Perhaps it was this situation, at least in part, that shaped Mary’s decision to make the protagonist of her novel a scientist—or, as the early nineteenth century in which she was writing put it, a natural philosopher—who longs to control and transform nature. As a young man, Victor Frankenstein is utterly devastated by the death of his mother from infectious scarlet fever. He describes the loss of a loved one as a “most irreparable evil,” a kind of outrage against humanity (72). So, he sets out to remedy the situation by becoming “capable of bestowing animation upon lifeless matter” (79). His vision is the elimination of mortality itself. “Life and death appeared to me ideal bounds,” he declares, “which I should first break through, and pour a torrent of light into our dark world” (80). Frankenstein’s mammoth ambitions reflect those of many of his real-life contemporaries in the so-called “age of revolutions.” Whether through scientific exploration, creative endeavor, or radical political change, nineteenth-century thinkers from Maximilien Robespierre and Mary Wollstonecraft (Mary Shelley’s mother) to Karl Marx and Friedrich Nietzsche sought to dispel human darkness and bring about a brave new world.
Yet Frankenstein suggests that the solution to humanity’s problems may not lie in such innovations. As he strives to bend nature to his will, Frankenstein isolates himself even more severely than Mary Shelley and her companions were isolated by the fallout from Mount Tambora. He stops writing to his family, stops speaking to his teachers and friends. He describes himself working “[i]n a solitary chamber, or rather cell, at the top of the house, and separated from all the other apartments” (81). He loathes his own work, an act of “filthy creation” in which he stitches together the limbs of the dead to order make a new being without the participation of any other human (81). When he finally succeeds in his goal, he finds his Creature so hideous that cannot feel any compassion for it. He flees from the work of his hands. Abandoned and desolate, seeking love everywhere and finding only rejection, the Creature eventually comes to perceive violence as his only way of communicating with his Creator. By trying to prevent death, Victor Frankenstein ends by bringing about the destruction of everything he loves.

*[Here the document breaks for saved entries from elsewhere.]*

PR #2976, opened 2026-06-18
fix(wallet): don't add an input when the tx is already funded

davidrusu:

`WalletState::fund_tx` always pulled in at least one of the wallet's UTXOs as an input *before* checking whether funding was needed. The loop starts at the first UTXO and only evaluates `funding_delta` after `extend_ledger_inputs`, so the zero-input state is never tested. Consequences:

- A transaction that needs no funding — e.g. it pays no fee (gas prices are `0` today, see #2490), or the caller already balanced it — still pulled in an input and then added a change note to hand that value straight back: an unnecessary **self-transfer**. (This is the bundled Transfer op we see on SDP Active txs.)
- If no funding was needed but the wallet held no spare notes, `fund_tx` returned `InsufficientFunds` even though nothing needed funding.

This PR checks the funding delta of the transaction *as supplied* first:
- `== 0` → return it untouched (no input, no change),
- `> 0` → add only a change note (no new input),
- `< 0` → fall back to the existing loop that pulls in UTXOs.

The change is local to `WalletState::fund_tx` in `wallet/src/lib.rs`. `funding_delta = (Σinputs − Σoutputs) − gas_cost`, so a non-positive delta means the tx is already funded.

**Stacked on #2970** (`fix/skip-empty-transfer-op`). When the tx is already funded with no inputs/outputs (the no-fee case), `fund_tx` now returns a builder with an empty pending transfer; #2970 is what makes `build()` omit that empty transfer so the resulting tx is valid. This PR targets that branch and should merge after it.

Three existing tests (`test_fund_tx_zero_funds`, `test_fund_tx_all_locked_notes`, `test_fund_tx_respects_pk_list`) asserted `InsufficientFunds` using zero gas prices on an empty tx — which no longer needs funding. They now use `GasPrices::new(1, 1)` so they still exercise the underfunded path (and the locked-note / pk-list filtering they were written to check). New test `test_fund_tx_no_fee_adds_no_input` covers the no-fee path: no input pulled in, no transfer op in the built tx.

@davidrusu (accountable). Reviewers TBD.

N/A — wallet funding-logic correctness fix; no specification change.

No.

## Checklist

* [x] 2. Description added.
* [x] 7. New or changed logs were reviewed against the logging guidelines. (No log changes.)

### DIFF
--- a/wallet/src/lib.rs
+++ b/wallet/src/lib.rs
@@ -183,6 +183,22 @@ impl WalletState {
         // Consume large valued notes first to ensure we converge.
         utxos.sort_by_key(|utxo| -i128::from(utxo.note.value));
 
+        // The transaction may already be funded before we add any of the
+        // wallet's UTXOs, for example when it pays no fee or the caller already
+        // supplied inputs. In that case we must not pull in an extra input (and
+        // the change note it would require).
+        match tx_builder.funding_delta::<G>()?.cmp(&0) {
+            Ordering::Equal => return Ok(tx_builder.clone()),
+            Ordering::Greater => {
+                if let Some(tx_with_change) = tx_builder.clone().return_change::<G>(change_pk)? {
+                    return Ok(tx_with_change);
+                }
+                // The change note costs more than the surplus covers, so fall
+                // through and pull in more UTXO's below.
+            }
+            Ordering::Less => {}
+        }
+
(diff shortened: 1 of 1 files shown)


davidrusu:
Folding this into #2970 per review — both changes ship as one PR.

Frankenstein, one of the great masterpieces of world fiction, has been read in many ways by readers in many times and places. But for our time and place, one of its most striking messages may lie in the emphasis it places on the vital need for fellowship, understanding, and compassion. Faced with her era’s many revolutionary solutions to the huge problems posed by disease, disaster, inequality, and conflict, Mary Shelley saw clearly the challenges inherent in human efforts to control nature, destroy mortality, and radically transform the world. If these efforts are undertaken in a spirit that fosters isolation and division rather than companionship and sympathy, the cure may be more harmful than the disease. Trapped in isolation by natural disaster and recovering from an experience of profound loss, Shelley wrote a novel in which the isolation that human beings create for themselves turns out to be the greatest evil of all. As she sheltered in place on Lake Geneva in the summer of 1816, she created a warning for the future—and a plea for compassion that still speaks urgently across time.